PR #2879, opened 2015-09-10
xfreerdp: Fix window shape

peterh:
Don't abort the entire xf_rail_window_common function when the window is
already in the correct location.

To reproduce:
 - move an application off the edge of the screen
 - resize the window to cause a shape to be set
 - move the application window fully on the screen
 - resize the application window larger
 - note lack of drawing in newly enlarged portion of window

Bug introduced in abf6d4f71ea901e31ee2d1b4625fa805af6b0cc9 "xfreerdp:
prepare RAIL migration away from libfreerdp-rail" when
xf_rail_MoveWindow was copy-and-pasted into xf_rail_window_common
without noticing that the "return" would omit the rest of the combined
function, not just the portion that was pasted.


hardening:
not an expert but LGTM

bmiklautz:
@freerdp-bot test

akallabeth:
LGTM

PR #2880, opened 2015-09-11
Fixes for OpenBSD port

bceverly:
I had to make two small changes to get the code building properly on OpenBSD again.  If someone can please review and commit them, I would appreciate it.

Thanks.

### DIFF
--- a/CMakeLists.txt
+++ b/CMakeLists.txt
@@ -381,6 +381,7 @@ endif(APPLE)
 
 # OpenBSD
 if(OPENBSD)
+        set(CMAKE_C_FLAGS "${CMAKE_C_FLAGS} -L/usr/local/lib")
 	set(WITH_MANPAGES "ON")
 	set(WITH_ALSA "OFF")
 	set(WITH_PULSE "ON")
--- a/channels/tsmf/client/oss/tsmf_oss.c
+++ b/channels/tsmf/client/oss/tsmf_oss.c
@@ -34,7 +34,11 @@
 #include <libgen.h>
 #include <limits.h>
 #include <unistd.h>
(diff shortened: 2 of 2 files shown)


hardening:
@freerdp-bot you'd be my best friend if you test that PR

channels/tsmf/client/oss/tsmf_oss.c
```diff
@@ -34,7 +34,11 @@
 #include <libgen.h>
 #include <limits.h>
 #include <unistd.h>
-#include <sys/soundcard.h>
+#if defined(__OpenBSD__)
```
akallabeth: This should be solved by including ```OSS_INCLUDE_DIR``` in CMake, then ```soundcard.h``` is in the include path.
See ```cmake/FindOSS.cmake```

CMakeLists.txt
```diff
@@ -381,6 +381,7 @@ endif(APPLE)
 
 # OpenBSD
 if(OPENBSD)
+        set(CMAKE_C_FLAGS "${CMAKE_C_FLAGS} -L/usr/local/lib")
```
akallabeth: If you have linking issues this may indicate that the libraries detected by CMake have not properly been added. Overwriting ```C_FLAGS``` is not the way to go.

hardening:
+1

hardening:
Sorry I have merged too fast

hardening:
@bceverly could you take in account @akallabeth's remarks and submit another PR ?

bceverly:
Hi - I think I did with this latest PR.  Please take a look and let me know.

Thanks!


Thanks,
Bryan

PR #2883, opened 2015-09-11
Updated OpenBSD changes

bceverly:
Took into account feedback on previous pull request


akallabeth:
@bceverly You should have a look at the ```FindXXX.cmake``` files and fix the search paths there. This way it should not be necessary to add a global link directory. As for ```execinfo``` libraries should be linked by the library or executable actually using them and not globally. Still missing the revert for the ```#ifdef``` that is not necessary if properly adding the include path for the libraries detected.

bceverly:
I believe my latest push addresses everything.  Turns out we didn't need
the library on OpenBSD so I made its inclusion for FreeBSD only.


Thanks,
Bryan

bmiklautz:
@bceverly if possible try not to have merges within your pull request.

bmiklautz:
@freerdp-bot test

akallabeth:
Ok, looks good now ;)

hardening:
LGTM too, so I'm merging it too fast like the last time ;)

PR #3426, opened 2016-06-27
protocol violation: rdp_read_extended_info_packet

nfedera:
The clientTimeZone and all subsequent fields in the Extended Info Packet ([MS RDPBCGR 2.2.1.11.1.1.1](https://msdn.microsoft.com/en-us/library/cc240476.aspx)) are optional but were not handled as such.


hardening:
I'm wondering how we didn't hit it before...

nfedera:
@hardening because all clients tested until now send all fields up to and including cbAutoReconnectLen and that is what the current code expected to receive.

bmiklautz:
@nfedera nice catch!

PR #3436, opened 2016-07-06
Added support for OpenH264 1.6

akallabeth:


hardening:
As far as I know about OpenH264, it looks good to me

HenryJacques:
@akallabeth : does it still continue to work with 1.5.1?
thanks

akallabeth:
@HenryJacques Yes. Also compiled against every version since 1.3 (did not test connections with these old versions though)

akallabeth:
@freerdp-bot test

PR #3438, opened 2016-07-06
Fixed android libfreerdp install paths.

akallabeth:
* Fixes the installation path of freerdp libraries (now Android Studio can find them)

§ Requirement:
Your reply must be a faithful copy of each entry above.

§ Answer for the task:
PR #2879, opened 2015-09-10
xfreerdp: Fix window shape

peterh:
Don't abort the entire xf_rail_window_common function when the window is
already in the correct location.

To reproduce:
 - move an application off the edge of the screen
 - resize the window to cause a shape to be set
 - move the application window fully on the screen
 - resize the application window larger
 - note lack of drawing in newly enlarged portion of window

Bug introduced in abf6d4f71ea901e31ee2d1b4625fa805af6b0cc9 "xfreerdp:
prepare RAIL migration away from libfreerdp-rail" when
xf_rail_MoveWindow was copy-and-pasted into xf_rail_window_common
without noticing that the "return" would omit the rest of the combined
function, not just the portion that was pasted.


hardening:
not an expert but LGTM

bmiklautz:
@freerdp-bot test

akallabeth:
LGTM

PR #2880, opened 2015-09-11
Fixes for OpenBSD port

bceverly:
I had to make two small changes to get the code building properly on OpenBSD again.  If someone can please review and commit them, I would appreciate it.

Thanks.

### DIFF
--- a/CMakeLists.txt
+++ b/CMakeLists.txt
@@ -381,6 +381,7 @@ endif(APPLE)
 
 # OpenBSD
 if(OPENBSD)
+        set(CMAKE_C_FLAGS "${CMAKE_C_FLAGS} -L/usr/local/lib")
 	set(WITH_MANPAGES "ON")
 	set(WITH_ALSA "OFF")
 	set(WITH_PULSE "ON")
--- a/channels/tsmf/client/oss/tsmf_oss.c
+++ b/channels/tsmf/client/oss/tsmf_oss.c
@@ -34,7 +34,11 @@
 #include <libgen.h>
 #include <limits.h>
 #include <unistd.h>
(diff shortened: 2 of 2 files shown)


hardening:
@freerdp-bot you'd be my best friend if you test that PR

channels/tsmf/client/oss/tsmf_oss.c
```diff
@@ -34,7 +34,11 @@
 #include <libgen.h>
 #include <limits.h>
 #include <unistd.h>
-#include <sys/soundcard.h>
+#if defined(__OpenBSD__)
```
akallabeth: This should be solved by including ```OSS_INCLUDE_DIR``` in CMake, then ```soundcard.h``` is in the include path.
See ```cmake/FindOSS.cmake```

CMakeLists.txt
```diff
@@ -381,6 +381,7 @@ endif(APPLE)
 
 # OpenBSD
 if(OPENBSD)
+        set(CMAKE_C_FLAGS "${CMAKE_C_FLAGS} -L/usr/local/lib")
```
akallabeth: If you have linking issues this may indicate that the libraries detected by CMake have not properly been added. Overwriting ```C_FLAGS``` is not the way to go.

hardening:
+1

hardening:
Sorry I have merged too fast

hardening:
@bceverly could you take in account @akallabeth's remarks and submit another PR ?

bceverly:
Hi - I think I did with this latest PR.  Please take a look and let me know.

Thanks!


Thanks,
Bryan

PR #2883, opened 2015-09-11
Updated OpenBSD changes

bceverly:
Took into account feedback on previous pull request


akallabeth:
@bceverly You should have a look at the ```FindXXX.cmake``` files and fix the search paths there. This way it should not be necessary to add a global link directory. As for ```execinfo``` libraries should be linked by the library or executable actually using them and not globally. Still missing the revert for the ```#ifdef``` that is not necessary if properly adding the include path for the libraries detected.

bceverly:
I believe my latest push addresses everything.  Turns out we didn't need
the library on OpenBSD so I made its inclusion for FreeBSD only.


Thanks,
Bryan

bmiklautz:
@bceverly if possible try not to have merges within your pull request.

bmiklautz:
@freerdp-bot test

akallabeth:
Ok, looks good now ;)

hardening:
LGTM too, so I'm merging it too fast like the last time ;)

PR #3426, opened 2016-06-27
protocol violation: rdp_read_extended_info_packet

nfedera:
The clientTimeZone and all subsequent fields in the Extended Info Packet ([MS RDPBCGR 2.2.1.11.1.1.1](https://msdn.microsoft.com/en-us/library/cc240476.aspx)) are optional but were not handled as such.


hardening:
I'm wondering how we didn't hit it before...

nfedera:
@hardening because all clients tested until now send all fields up to and including cbAutoReconnectLen and that is what the current code expected to receive.

bmiklautz:
@nfedera nice catch!

PR #3436, opened 2016-07-06
Added support for OpenH264 1.6

akallabeth:


hardening:
As far as I know about OpenH264, it looks good to me

HenryJacques:
@akallabeth : does it still continue to work with 1.5.1?
thanks

akallabeth:
@HenryJacques Yes. Also compiled against every version since 1.3 (did not test connections with these old versions though)

akallabeth:
@freerdp-bot test

PR #3438, opened 2016-07-06
Fixed android libfreerdp install paths.

akallabeth:
* Fixes the installation path of freerdp libraries (now Android Studio can find them)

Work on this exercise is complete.